Merkel gives support to Greece on Athens visit
by Daniel Mason
German Chancellor Angel Merkel has given her support to Greece on a symbolic first visit to the country since the onset of the economic crisis, amid tight security and widespread protests by Greeks who pin some of their blame for the plight on her. But there was no easing of the pressure on Greece to meet the terms of its bail-out.

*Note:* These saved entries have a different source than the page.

PR #225, opened 2017-06-07
Add option to use DEFAULTSORT in Filtered format

matthew-a-thompson:
When using the Filtered result format, a field specified as a value filter when using can have its ordering specified explicitly using the "value filter values" parameter, or it can use a default behavior of alphabetically sorting based on the value of that field. However, neither of these behaviors are particularly useful when the filter is on a field where the values are page names (for example, something like Person:123): normal alphabetization would put them in a strange order (where Person:123 precedes Person:2, for instance), and when an explicit order listing (which would have to be generated by some other function) is used, the same value is used both for the checkbox label as for the sought value in the field (so a checkbox that was labeled "Thompson, Matthew" would filter based on that string, which would match no results, as the value in the result is e.g. "Person:123").

A desirable behavior in this case would be to use the page's DEFAULTSORT attribute to establish the ordering. To this end, I have added an optional parameter "value filter pagedefaultsort" to the Filtered result format. When this parameter is set (it does not matter to which value the parameter is set), additional sort information is generated based on the DEFAULTSORT attribute of the pages that are found when using the field's value as a page title. When this information is present in a field that is being used to create filter checkboxes, the sort is applied, and the checkboxes appear in the order specified by DEFAULTSORT.


kghbln:
Thank you for this pull request. I will now add review requests.

matthew-a-thompson:
Thank you for the detailed feedback, @s7eph4n . I'll try to get my changes ready so they can be merged soon after your update. I have two questions for you.
1. In regards to the requested change to not access the database, I was unable to discover an alternative method of retrieving the DEFAULTSORT property of a page without using the `PageProps::getProperties` method that you mentioned. Since supporting versions prior to 1.27 is a requirement, would you be willing to accept using the `PageProps` class if it exists, and querying the database directly as a fallback?
2. Right now, the special sorting behavior only occurs when the new "value filter pagedefaultsort" option is set. However, it might make more sense to make the use of the DEFAULTSORT property the default behavior in cases where the value of a field is a page that has a DEFAULTSORT property set on it. When this property is not available (or the value in question is not a page), the existing behavior would be used. Would you be willing to accept this change as a new default behavior, rather than as a special behavior enabled by a new parameter?

s7eph4n:
Yeah, it appears that they did the DB access directly prior to 1.27, so a feature switch is probably the way to go.

The idea of using DEFAULTSORT as default behavior is really good, I think. In fact I think we should just drop the parameter and make this the standard. If somebody specified a DEFAULTSORT then they probably meant it to be used.

formats/Filtered/SRF_Filtered_Item.php
```diff
@@ -51,6 +51,7 @@ public function getArrayRepresentation() {
 
 		$printouts = [];
 		$isFirstColumn = true;
+		$dbr = wfGetDB( DB_SLAVE ); // might need this soon
```
mwjames: I saw this and it made my cry.

mwjames:
> Yeah, it appears that they did the DB access directly prior to 1.27, so a feature switch is probably the way to go.

I'm thinking that maybe we should kick 1.23 from the list of supported releases after it has been EOL since 05.2017 [0] and go for 1.27 as min. SMW 2.5 still has support for 1.23 but that was released while 1.23 was still an option (when only by a margin) and has a broader user base, so the situation was (is) a bit different.

> I think. In fact I think we should just drop the parameter and make this the standard. If somebody specified a DEFAULTSORT

:+1:
Using DEFAULTSORT is a deliberate act and should be seen as an intentional decision (as we do in SMW-core) therefore supporting it as a default mode seems sensible.

[0] https://www.mediawiki.org/wiki/MediaWiki_1.23

kghbln:
> I'm thinking that maybe we should kick 1.23 from the list of supported releases after it has been EOL since 05.2017 [0] and go for 1.27 as min.

In this case we have to officially [break with old traditions](https://www.semantic-mediawiki.org/wiki/Extension:Semantic_Result_Formats#Version). Actually we already did, so :+1:

s7eph4n:
Although I think that this tradition would be worth keeping. Makes life much easier for users. (And developers who will have to deal with users assumptions of compatibility and resulting requests for support. :wink: )

kghbln:
> Although I think that this tradition would be worth keeping. Makes life much easier for users.

At the time we did not have Composer. Nowadays it is the task of Composer to take care of this - based on developer input though.

s7eph4n:
Well, we also have tar balls for SMW and, much as I dislike dealing with them, I think we should also have them for SRF.

mwjames:
> Although I think that this tradition would be worth keeping. Makes life much easier for users. 

I don't mind, if you think it is worth the effort, keep it.

kghbln:
> Well, we also have tar balls for SMW and, much as I dislike dealing with them, I think we should also have them for SRF.

Hmm, so lets stick to it.

> I don't mind, if you think it is worth the effort, keep it.

At this point it should be easy:

I figured that SMW 2.5.0 still works with PHP 5.3 but it does not. so https://github.com/SemanticMediaWiki/SemanticResultFormats/commit/fa4c91b50794dce8d90c6696149538fde2f29831 is still ok and does not need reverts or so.

matthew-a-thompson:
I see that the changes to the Filtered format have been pulled in, so I'll get to work on updating my own changes for this pull request to incorporate the usage of DEFAULTSORT.

s7eph4n:
Thanks for the patch!

kghbln:
> Thanks for the patch!

Is it possible to back-port to 2.x, i.e. does it run with 1.23.x

kghbln:
> @s7eph4n Is it possible to back-port to 2.x, i.e. does it run with 1.23.x

Poke.

s7eph4n:
Sorry, I'm not at home right now. Poke me next Tuesday if you have not heard back.

kghbln:
> Sorry, I'm not at home right now. Poke me next Tuesday if you have not heard back.

Thanks for your info. Now worries. That's early enough for the upcoming release.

At a press conference with Greek Prime Minister Antonis Samaras, Merkel acknowledged the "many people suffering in Greece" as a result of the crisis and that the country was on a "difficult path". But she said that much more work was needed despite progress being made "on a daily basis". She described Germany and Greece as "partners and friends in Europe" and insisted she was there to listen and be informed rather than to lecture.
Samaras said Merkel's trip was a "token of proof" of Greece's progress and marked a "new stage" in the relationship between the two countries. He said the Greek people were "bleeding" but that the government was determined to stick to its pledges and ensure that Greece remains part of the eurozone.
Merkel is in Athens for talks with Samaras, Greek President Carolos Papoulias and business leaders. Samaras, leader of the centre-right New Democracy party, came to power in June at the head of a coalition with the socialist Pasok and small Democratic Left, and has been pushing for more time to fulfil the terms of Greece's bail-out. Germany is the biggest contributor to the funds set up to aid the eurozone's debt-ridden economies.
Greek authorities banned protests in parts of the capital, and 7,000 police as well as snipers and water cannon were deployed for Merkel's six-hour visit. Large-scale demonstrations and strikes went ahead in other parts of the city, with some protesters using Nazi imagery to illustrate their anger. It is the first time the German chancellor, viewed by many as the architect of austerity, has been to Greece since the crisis erupted, with the country in its fifth year of deep recession and unemployment close to 25 per cent.
Last night Jean-Claude Juncker, president of the Eurogroup of eurozone finance ministers, said Greece "clearly and credibly should demonstrate its commitment to fully implement the programme" by October 18. Amid constant speculation about its future in the eurozone, Greece is waiting on a long-delayed €31.5bn tranche of bail-out money with the troika of the European Commission, European Central Bank and International Monetary Fund still to complete a report on the state of the country's finances.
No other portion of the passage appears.